-- Opening Marker --
PR #281, opened 2022-09-14
ENG-9398: New resource: Listeners API

gengdahlCyral:
## Description of the change

Adding terraform provider for new listeners CRUD API.
See Jira: https://cyralinc.atlassian.net/browse/ENG-9398

## Type of change

### Development

- [ ] Lint rules pass locally

### Code review

### Testing

> Description of testing


cyral/rescource_cyral_listener.go
```diff
@@ -0,0 +1,177 @@
...
+// POST {{baseURL}}/sidecars/:sidecarID/listeners/ (Create a listener)
+// PUT {{baseURL}}/sidecars/:sidecarID/listeners/:listenerID (Update a listener)
+// DELETE {{baseURL}}/sidecars/:sidecarID/listeners/:listenerID (Delete a listener)
+func resourceSidecarListener() *schema.Resource {
+	return &schema.Resource{
+		Description:   "Manages [sidecar listeners](https://cyral.com/docs/sidecars/sidecar-listeners).",
+		CreateContext: resourceSidecarListenerCreate,
+		ReadContext:   resourceSidecarListenerRead,
+		UpdateContext: resourceSidecarListenerUpdate,
+		DeleteContext: resourceSidecarListenerDelete,
```
ricardorey10, line 60: I believe it's more "idiomatic" to use `CreateResource()`, `ReadResource()`, `UpdateResource()`, and `DeleteResoure()`, (see https://github.com/cyralinc/terraform-provider-cyral/blob/main/cyral/resource_cyral_repository_identity_map.go#L211) instead of creating ad-hoc functions.

This will also lead to simpler code, because you just need to implement `ReadFromSchema()` for create/update, and `WriteToSchema()` for read.

gengdahlCyral: Thanks @ricardorey10 for putting me on the right path, rewriting this.

Yowgf (commented):
This looks very good @gengdahlCyral ! I added some comments below that I hope you will find helpful.

cyral/resource_cyral_listener.go
```diff
@@ -0,0 +1,276 @@
...
+				Computed:    true,
+			},
+			"sidecar_id": {
+				Description: "ID of the sidecar that the listener will be bound to.",
+				Type:        schema.TypeString,
+				Required:    true,
+				ForceNew:    true,
+			},
+			"repo_types": {
+				Description: "List of repository types that the listener supports. Currently limited to one repo type, eg [\"mysql\"]",
```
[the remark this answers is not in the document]
Yowgf: Actually, I thought about this a bit more, it seems best to leave it as is. I feel like we will forget to remove the `MaxItems: 1` when more repo types become supported.

cyral/resource_cyral_listener.go
```diff
@@ -0,0 +1,276 @@
...
+
+type ReadSidecarListenersAPIResponse struct {
+	Listener *SidecarListener `json:"listener"`
+}
+type CreateListenerAPIResponse struct {
+	ListenerId string `json:"listenerId"`
+}
+
+func (c CreateListenerAPIResponse) WriteToSchema(d *schema.ResourceData) error {
+	d.SetId(c.ListenerId)
```
Yowgf, line 65:
```suggestion
	d.SetId(marshalComposedID([]string{d.Get("sidecar_id"), c.ListenerId}, "/"))
```

It is best to keep a consistency between the ID the user uses to import the resource in:

```
terraform import {sidecar_id}/{listener_id}
```

and the actual ID of the Terraform resource. I believe the average Terraform user would expect this consistency.

`terraform import -h` displays the following message:

```
Usage: terraform [global options] import [options] ADDR ID

...

  The ADDR specified is the address to import the resource to. Please
  see the documentation online for resource addresses. The ID is a
  resource-specific ID to identify that resource being imported. Please
  reference the documentation for the resource type you're importing to
  determine the ID syntax to use. It typically matches directly to the ID
  that the provider uses.
```

cyral/resource_cyral_listener.go
```diff
@@ -0,0 +1,276 @@
...
+				Description: "File in which the sidecar will listen for the given repository. Required for unix listeners and mutual exclusive with tcp_listener_port.",
+				Type:        schema.TypeString,
+				Optional:    true,
+			},
+			"tcp_listener_port": {
+				Description: "Port in which the sidecar will listen for the given repository. Required for tcp listeners and mutual exclusive with unix_listener_file.",
+				Type:        schema.TypeInt,
+				Optional:    true,
+			},
+			"tcp_listener_host": {
```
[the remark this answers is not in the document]
gengdahlCyral: yes, you listen using tcp or unix file. 
I'm letting API do all validations. There are plenty of them [here](https://github.com/cyralinc/crud/blob/main/wrapper/listeners/listeners_validation.go)

gengdahlCyral (commented):
I think I've addressed all your comments @Yowgf

cyral/resource_cyral_sidecar_listener.go
```diff
@@ -0,0 +1,415 @@
...
+				Computed:    true,
+			},
+			SidecarIdKey: {
+				Description: "ID of the sidecar that the listener will be bound to.",
+				Type:        schema.TypeString,
+				Required:    true,
+				ForceNew:    true,
+			},
+			RepoTypesKey: {
+				Description: "List of repository types that the listener supports. Currently limited to one repo type, eg [\"mysql\"]",
```
VictorGFM, line 296:
```suggestion
				Description: "List of repository types that the listener supports. Currently limited to one repo type, eg [\"mysql\"].",
```

cyral/resource_cyral_sidecar_listener.go
```diff
@@ -0,0 +1,415 @@
...
+					},
+				},
+			},
+			MultiplexedKey: {
+				Description: "Multiplexed listener, defaults to not multiplexing (false). Not supported for all repository types.",
+				Type:        schema.TypeBool,
+				Optional:    true,
+			},
+			TcpListenerKey: {
+				Description: "tcp listener settings.",
```
VictorGFM, line 325:
```suggestion
				Description: "TCP listener settings.",
```

cyral/resource_cyral_sidecar_listener.go
```diff
@@ -0,0 +1,415 @@
...
+						PortKey: {
+							Description: "Port in which the sidecar will listen for the given repository.",
+							Type:        schema.TypeInt,
+							Required:    true,
+						},
+					},
+				},
+			},
+			MysqlSettingsKey: {
+				Description: "MysqlSettings represents the listener settings for a mysql data repository.",
```
VictorGFM, line 346: I think since this is a user-facing description we could list the repo types that each particular setting is supposed to support. For instance, for `MysqlSettingsKey` it also supports `mariadb`, so would be good to list it in the description so that this can be more intuitive to users.

VictorGFM (commented):
Did an overall review and looks good @gengdahlCyral, its definitely on the right path. Let me know once you add the tests and think the PR should be good to go and I'll be glad to review it again.

cyral/resource_cyral_sidecar_listener.go
gengdahlCyral: fixed

cyral/resource_cyral_sidecar_listener.go
gengdahlCyral: fixed

cyral/resource_cyral_listener.go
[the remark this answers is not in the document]
Yowgf: I see. I am fine with letting the API handle all the validation. But I believe in terms of UX I believe having as many validations as possible enforced `statically` (before any infrastructure is actually created in `terraform apply`) feels a bit better. If possible, I believe we should add a `ConflictsWith: []string{UnixListenerKey, TcpListenerKey}` to the arguments `"tcp_listener"` and `"unix_listener"`.

cyral/resource_cyral_sidecar_listener.go
```diff
@@ -0,0 +1,422 @@
...
+	if len(anInterface) == 0 {
+		return
+	}
+	if anInterface != nil {
+		l.TcpListener = &TcpListener{
+			Host: anInterface[0].(map[string]interface{})[HostKey].(string),
+			Port: anInterface[0].(map[string]interface{})[PortKey].(int),
+		}
+	}
+	log.Printf("[DEBUG] LOLOLO: %s %d", l.TcpListener.Host, l.TcpListener.Port)
```
ricardorey10, line 139: This should go away

cyral/resource_cyral_sidecar_listener.go
```diff
@@ -0,0 +1,422 @@
...
+		result[0] = map[string]interface{}{
+			HostKey: l.TcpListener.Host,
+			PortKey: l.TcpListener.Port,
+		}
+		return result
+	}
+	return nil
+}
+func (l *SidecarListener) TcpSettingsFromInterface(anInterface []interface{}) {
+	if len(anInterface) == 0 {
```
ricardorey10, line 130: Maybe

```
if len(anInterface) == 0 || anInterface == nil {
  return
}
```

cyral/resource_cyral_sidecar_listener.go
```diff
@@ -0,0 +1,422 @@
...
+		}
+	}
+	log.Printf("[DEBUG] LOLOLO: %s %d", l.TcpListener.Host, l.TcpListener.Port)
+}
+func (l *SidecarListener) UnixSettingsAsInterface() []interface{} {
+	if l.UnixListener != nil {
+		result := make([]interface{}, 1)
+		result[0] = map[string]interface{}{
+			FileKey: l.UnixListener.File,
+		}
```
ricardorey10, line 146: Same as above: this slice can be declared "inline" without having to first `make()` it.

cyral/resource_cyral_sidecar_listener.go
```diff
@@ -0,0 +1,422 @@
...
+		return result
+	}
+	return nil
+}
+func (l *SidecarListener) UnixSettingsFromInterface(anInterface []interface{}) {
+	if len(anInterface) == 0 {
+		return
+	}
+	if anInterface != nil {
```
ricardorey10, line 155: As above, these 2 can be combined.

cyral/resource_cyral_sidecar_listener.go
```diff
@@ -0,0 +1,422 @@
...
+				Computed:    true,
+			},
+			SidecarIdKey: {
+				Description: "ID of the sidecar that the listener will be bound to.",
+				Type:        schema.TypeString,
+				Required:    true,
+				ForceNew:    true,
+			},
+			RepoTypesKey: {
+				Description: "List of repository types that the listener supports. Currently limited to one repo type, eg [\"mysql\"].",
```
ricardorey10, line 303: Maybe you can use https://github.com/cyralinc/terraform-provider-cyral/blob/main/cyral/utils.go#L67 like it is being used here: https://github.com/cyralinc/terraform-provider-cyral/blob/main/cyral/resource_cyral_repository.go#L118

cyral/resource_cyral_sidecar_listener.go
```diff
@@ -0,0 +1,422 @@
...
+						FileKey: {
+							Description: "File in which the sidecar will listen for the given repository.",
+							Type:        schema.TypeString,
+							Required:    true,
+						},
+					},
+				},
+			},
+			MultiplexedKey: {
+				Description: "Multiplexed listener, defaults to not multiplexing (false). Not supported for all repository types.",
```
ricardorey10, line 327: Maybe a note such as "... for all repository types. See "repo_types" for details" would be good

cyral/resource_cyral_sidecar_listener.go
```diff
@@ -0,0 +1,422 @@
...
+						PortKey: {
+							Description: "Port in which the sidecar will listen for the given repository.",
+							Type:        schema.TypeInt,
+							Required:    true,
+						},
+					},
+				},
+			},
+			MysqlSettingsKey: {
+				Description: "MysqlSettings represents the listener settings for a [mysql, galera, mariadb] data repository.",
```
ricardorey10, line 353: This is typically spelled as `MySQL`. Since this is a user-facing doc, we should probably stick to that.

Same for the names in the square brackets (they are proper nouns, so we should keep the names as they are typically spelled).

ricardorey10 (commented):
You'll definitely want @VictorGFM and @Yowgf to take a look at this, but I'm leaving some comments of my own :grin:

cyral/resource_cyral_sidecar_listener.go
gengdahlCyral: nice

cyral/resource_cyral_sidecar_listener.go
gengdahlCyral: The values in brackets here refer to the repo type, which is all-lower. Not sure if we want to mix those? 
Anyways, for the rest, you are suggesting 
`MysqlSettingsKey    = "mysql_settings"` -> `MysqlSettingsKey    = "MySQL_settings" `
and the decription to reflect that, ie `"MySQL_settings represents ..."`
or am I misreading it?

cyral/resource_cyral_sidecar_listener.go
```diff
@@ -0,0 +1,428 @@
...
+			map[string]interface{}{
+				FileKey: l.UnixListener.File,
+			},
+		}
+		return result
+	}
+	return nil
+}
+func (l *SidecarListener) UnixSettingsFromInterface(anInterface []interface{}) {
+	if len(anInterface) == 0 || anInterface == nil {
```
VictorGFM, line 149:
```suggestion
	if len(anInterface) == 0 {
```

cyral/resource_cyral_sidecar_listener.go
```diff
@@ -0,0 +1,428 @@
...
+func (l *SidecarListener) MysqlSettingsFromInterface(anInterface []interface{}) {
+	if len(anInterface) == 0 {
+		return
+	}
+	if anInterface != nil {
+		l.MysqlSettings = &MysqlSettings{
+			DbVersion:    anInterface[0].(map[string]interface{})[DbVersionKey].(string),
+			CharacterSet: anInterface[0].(map[string]interface{})[CharacterSetKey].(string),
+		}
+	}
```
VictorGFM, line 174: We can simplify this by using the following instead: (Also applies to the other fields)
```suggestion
	if len(anInterface) == 0 {
		return
	}
        l.MysqlSettings = &MysqlSettings{
	        DbVersion:    anInterface[0].(map[string]interface{})[DbVersionKey].(string),
	        CharacterSet: anInterface[0].(map[string]interface{})[CharacterSetKey].(string),
        }
```

cyral/resource_cyral_sidecar_listener.go
```diff
@@ -0,0 +1,428 @@
...
+func (data ReadSidecarListenersAPIResponse) WriteToSchema(d *schema.ResourceData) error {
+	if data.ListenerConfig != nil {
+		_ = d.Set(ListenerIdKey, data.ListenerConfig.ListenerId)
+		_ = d.Set(RepoTypesKey, data.ListenerConfig.RepoTypesAsInterface())
+		_ = d.Set(UnixListenerKey, data.ListenerConfig.UnixSettingsAsInterface())
+		_ = d.Set(TcpListenerKey, data.ListenerConfig.TcpSettingsAsInterface())
+		_ = d.Set(MultiplexedKey, data.ListenerConfig.Multiplexed)
+		_ = d.Set(S3SettingsKey, data.ListenerConfig.S3SettingsAsInterface())
+		_ = d.Set(DynamoDbSettingsKey, data.ListenerConfig.DynamoDbSettingsAsInterface())
+	}
```
VictorGFM, line 96: This is missing the `MysqlSettings`.

cyral/resource_cyral_sidecar_listener_test.go
```diff
@@ -0,0 +1,124 @@
...
+)
+
+func TestSidecarListenerResource(t *testing.T) {
+
+	testConfig, testFunc := setupSidecarListenerTest()
+	resource.ParallelTest(t, resource.TestCase{
+		ProviderFactories: providerFactories,
+		Steps: []resource.TestStep{
+			{
+				Config: testConfig,
```
VictorGFM, line 64: I would recommend creating different steps for each listener configuration instead of testing everything together in a single step. This is just a suggestion though, feel free to ignore it.

docs/resources/sidecar_listener.md
```diff
@@ -0,0 +1,121 @@
+# cyral_sidecar_listener (Resource)
```
VictorGFM, line 1: Could you please run the `docker-compose/docs` script to update the doc with the latest changes? Thanks

VictorGFM (commented):
Hi @gengdahlCyral, I notice that the `MysqlSettings` is not being set in the `WriteToSchema` during the read operation. Other than that I also provided some minor comments below. Let me know once you fix that and I'll approve the PR, thanks.

cyral/resource_cyral_sidecar_listener.go
gengdahlCyral: updated according to comments from Victor, marking as resolved.

gengdahlCyral:
Hi @VictorGFM Thanks for your review, I've addressed most of them.
Let's hold merge a bit until ENG-9909 gets merged (has listener API payload changes, so better pull them in here).
Also, I've pointed this to feature/multiplexing branch instead (ENG-9909 changes are targeting this branch, so makes sense).

I'll ping you when this PR has been updated to accommodate changes from ENG-9909.

cyral/resource_cyral_sidecar_listener.go
```diff
@@ -0,0 +1,363 @@
...
+// create a constant block for schema keys
+
+const (
+	SidecarIdKey        = "sidecar_id"
+	ListenerIdKey       = "listener_id"
+	RepoTypesKey        = "repo_types"
+	NetworkAddressKey   = "network_address"
+	PortKey             = "port"
+	HostKey             = "host"
+	FileKey             = "file"
```
VictorGFM, line 22: I believe the `UnixListener` type got remove from the `ListenerConfig` design, right? If thats case, we may not need this `file` argument anymore.

cyral/resource_cyral_sidecar_listener.go
```diff
@@ -0,0 +1,363 @@
...
+				Required:    true,
+				Elem: &schema.Schema{
+					Type: schema.TypeString,
+				},
+			},
+			NetworkAddressKey: {
+				Description:  "The network address that the sidecar listens on.",
+				Type:         schema.TypeSet,
+				Optional:     true, // This field is required, due to ExactlyOneOf directive
+				ExactlyOneOf: []string{NetworkAddressKey},
```
VictorGFM, line 274: Since now we only have the `NetworkAddress` we can just make this field `required` and remove the `ExactlyOneOf` clause.

cyral/resource_cyral_sidecar_listener.go
```diff
@@ -0,0 +1,363 @@
...
+						},
+						PortKey: {
+							Description: "Port where the sidecar will listen for the given repository.",
+							Type:        schema.TypeInt,
+							Required:    true,
+						},
+					},
+				},
+			},
+			MySQLSettingsKey: {
```
VictorGFM, line 291: I believe the API already validates that at least one of MySQLSettingsKey, S3SettingsKey or DynamoDbSettingsKey needs to be specified, but another option would be to make this a static validation in the terraform side by changing these arguments to `schema.TypeList` and use the `ExactlyOneOf`. Im usually in favor of static validation (it also helps reflect the correct validations to the auto-generated docs), but this is just a suggestion, feel free to ignore.

cyral/resource_cyral_sidecar_listener.go
```diff
@@ -0,0 +1,363 @@
...
+				MaxItems: 1,
+				Elem: &schema.Resource{
+					Schema: map[string]*schema.Schema{
+						DbVersionKey: {
+							Description: "MySQL DB version. Required (and only relevant) for listeners of type `mysql`.",
+							Type:        schema.TypeString,
+							Optional:    true,
+						},
+						CharacterSetKey: {
+							Description: "MySQL character set. Optional and only relevant for listeners of type `mysql`.",
```
VictorGFM, line 305: Nit: Just to keep consistency in the docs.
```suggestion
							Description: "MySQL character set. Optional (and only relevant) for listeners of type `mysql`.",
```

cyral/resource_cyral_sidecar_listener.go
```diff
@@ -0,0 +1,363 @@
...
+				// Notice the MaxItems: 1 here. This ensures that the user can only specify one this block.
+				MaxItems: 1,
+				Elem: &schema.Resource{
+					Schema: map[string]*schema.Schema{
+						ProxyModeKey: {
+							Description: "DynamoDB proxy mode. Only relevant for listeners of type `dynamodb`. Note " +
+								"that `proxy_mode` must be set to `true` for listeners of type `dynamodb`. Defaults to false.",
+							Type:     schema.TypeBool,
+							Optional: true,
+						},
```
VictorGFM, line 342: Not sure if I actually followed this description. If the ProxyMode must be set to true, then why do we need this argument? Seems to me that would be better to completely remove the DynamoDbSettings as theres no much to be configured in this case. @gengdahlCyral why is this field added to the Listener API? I might be missing something here

cyral/resource_cyral_sidecar_listener.go
```diff
@@ -0,0 +1,363 @@
...
+	CreateURL: func(d *schema.ResourceData, c *client.Client) string {
+		return fmt.Sprintf("https://%s/v1/sidecars/%s/listeners/%s",
+			c.ControlPlane,
+			d.Get(SidecarIdKey).(string),
+			d.Get(ListenerIdKey).(string))
+	},
+	NewResponseData: func(_ *schema.ResourceData) ResponseData { return &ReadSidecarListenersAPIResponse{} },
+}
+
+type ReadSidecarListenersAPIResponse struct {
```
VictorGFM, line 68:
```suggestion
type ReadSidecarListenerAPIResponse struct {
```

cyral/resource_cyral_sidecar_listener.go
```diff
@@ -0,0 +1,363 @@
...
+}
+func (l *SidecarListener) RepoTypesFromInterface(anInterface []interface{}) {
+	repoTypes := make([]string, len(anInterface))
+	for i, v := range anInterface {
+		repoTypes[i] = v.(string)
+	}
+	l.RepoTypes = repoTypes
+}
+func (l *SidecarListener) NetworkAddressAsInterface() []interface{} {
+	if l.NetworkAddress != nil {
```
VictorGFM, line 109: Nit: We could make the nil checks for all the *AsInterface methods more consistent by using either:
```suggestion
	if l.NetworkAddress == nil {
		return nil
	}
```
or
```suggestion
	if l.NetworkAddress != nil {
		...
	}
	return nil
```

VictorGFM (commented):
@hbaackmann Overall the resource looks good to me, I just have a few comments below that could help improve it. Thanks a lot for adding all those tests, looks very good.

VictorGFM:
Hey @wcmjunior, @gengdahlCyral mentioned that this PR is targeting the `feature/multiplexing` branch since all the other related PRs are being merged to a feature branch and this is not released yet. Does it make sense to do the same in the terraform provider? Im asking this because Im usually not a big fan of feature branches, I was considering merging this PR into main and omitting the listener resource from the ResourcesMap until the API changes get released. What do you think?

cyral/resource_cyral_sidecar_listener.go
hbaackmann: True! Good catch, will remove.

cyral/resource_cyral_sidecar_listener.go
gengdahlCyral: What does this mean? Most of these are optional (unless listener is of type dynamo). 
mysq doesn't need one, nor does s3, or any of the others (oracle, sqlserver, pg etc)

cyral/resource_cyral_sidecar_listener.go
juniocezar: Hi @VictorGFM 

> If the ProxyMode must be set to true, then why do we need this argument? 

Because it dictates how the sidecar will handle that specific TCP connection.


> Seems to me that would be better to completely remove the DynamoDbSettings as there's no much to be configured in this case.

I initially disagree, because even though this field must always be `true` today for DynamoDB, we may allow it to be false in the future and it means if we remove it now and re-add it later, that would bring an unnecessary change in the listener payload, especially because when this field is missing we would not now if we should consider the value to be false or true.


> @gengdahlCyral could you help give the context of why this field was added to the Listener API? I might be missing something here

It was added because the sidecar **supports** both proxy and non-proxy mode for DynamoDB and DynamoDB Streams. However, we are not allowing the configuration with `proxy == false` to be used in an initial moment.

I don't know if this is possible, but if we could have the default as `true` for DynamoDB that would be better, but I don't know if that is feasible here or if that is a good choice in the terraform context.

cyral/resource_cyral_sidecar_listener.go
VictorGFM: @gengdahlCyral you're right, the correct would be to use ConflictsWith instead of ExactlyOneOf, this way the settings would still be optional but wouldn't be able to be specified together for the same listener. [See](https://pkg.go.dev/github.com/hashicorp/terraform-plugin-sdk/v2/helper/schema#Schema).

cyral/resource_cyral_sidecar_listener.go
VictorGFM: @juniocezar I see, thanks for the context. Given that we might allow `ProxyMode` for dynamoDB to be set to `false` in the future we might want to keep this field then. Regarding the default value, I personally think that the resource should match the API behavior, so in this case - since the API requires the `ProxyMode` to be `true` - I would suggest making the dynamoDB `ProxyMode` a required field (`Required: true`) and keep the default value to `false`, as it is today in the API.

hbaackmann: @VictorGFM I am hesitant to make ProxyMode to required since it is not *strictly* required by the API defintion (see [here](https://github.com/cyralinc/wrapper-client-go/blob/137c6aed3247ca86e4d2988f5ac181d26f23c6af/messages/listeners.proto#L672)-- the validation is enforced in the go code, which is subject to change. However, I think I will go ahead and do it, since it is technically required by the API.

VictorGFM: @hbaackmann yea, I understand your point. From my perspective, keeping the ProxyMode optional for dynamoDB would be inconsistent with the current API behavior, given that today the Listener API requires the ProxyMode to be true for dynamoDB - even though its not explicitly defined in the proto design - and I'm usually in favor that the resource replicates the API behavior (If in the future we make this field optional in the API we should update the resource to match that). That said, I just wanted to share my thought about this here but I think its ok if we decide to keep the ProxyMode optional (even though I think its a bit inconsistent).

hbaackmann:
> Hey @wcmjunior, @gengdahlCyral mentioned that this PR is targeting the `feature/multiplexing` branch since all the other related PRs are being merged to a feature branch while this is not released yet. Does it make sense to do the same in the terraform provider? Im asking this because Im usually not a big fan of feature branches, I was considering merging this PR into `main` and omitting the listener resource from the [ResourcesMap](https://github.com/cyralinc/terraform-provider-cyral/pull/281/files#diff-a86c00a3b0901ce990ddd38a99fa0644e7651c9fc44c091ae09ec1bf7a186147R121) until the API changes get released. What do you think?

@VictorGFM That approach sounds fine to me! Should I go ahead and do that?

VictorGFM (approved):
LGTM, thanks @hbaackmann. I just sent a message to @wcmjunior to confirm which branch this PR should be merged, lets wait to see if we all agree and then we can target `main`.

wcmjunior:
Hey. Sorry for missing the previous messages. :)
Merging to `main` is a safer option, IMO. Disable it from the resources map and make sure the resource will not show up in the docs as well. I just need to know who will be responsible for re-adding the resource to the resources map and then testing everything e2e. We can take this conversation internally.

wcmjunior (commented):
Disable the resource, the tests and the docs. Then we will merge and re-enable as soon as the feature is ready.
-- Closing Marker --
- What is required: An exact repetition of the material above is required, from its first line through the line holding "ricardorey10, line 60: I", with nothing added.

- Response below:
PR #281, opened 2022-09-14
ENG-9398: New resource: Listeners API

gengdahlCyral:
## Description of the change

Adding terraform provider for new listeners CRUD API.
See Jira: https://cyralinc.atlassian.net/browse/ENG-9398

## Type of change

### Development

- [ ] Lint rules pass locally

### Code review

### Testing

> Description of testing


cyral/rescource_cyral_listener.go
```diff
@@ -0,0 +1,177 @@
...
+// POST {{baseURL}}/sidecars/:sidecarID/listeners/ (Create a listener)
+// PUT {{baseURL}}/sidecars/:sidecarID/listeners/:listenerID (Update a listener)
+// DELETE {{baseURL}}/sidecars/:sidecarID/listeners/:listenerID (Delete a listener)
+func resourceSidecarListener() *schema.Resource {
+	return &schema.Resource{
+		Description:   "Manages [sidecar listeners](https://cyral.com/docs/sidecars/sidecar-listeners).",
+		CreateContext: resourceSidecarListenerCreate,
+		ReadContext:   resourceSidecarListenerRead,
+		UpdateContext: resourceSidecarListenerUpdate,
+		DeleteContext: resourceSidecarListenerDelete,
```
ricardorey10, line 60: I believe it's more "idiomatic" to use `CreateResource()`, `ReadResource()`, `UpdateResource()`, and `DeleteResoure()`, (see https://github.com/cyralinc/terraform-provider-cyral/blob/main/cyral/resource_cyral_repository_identity_map.go#L211) instead of creating ad-hoc functions.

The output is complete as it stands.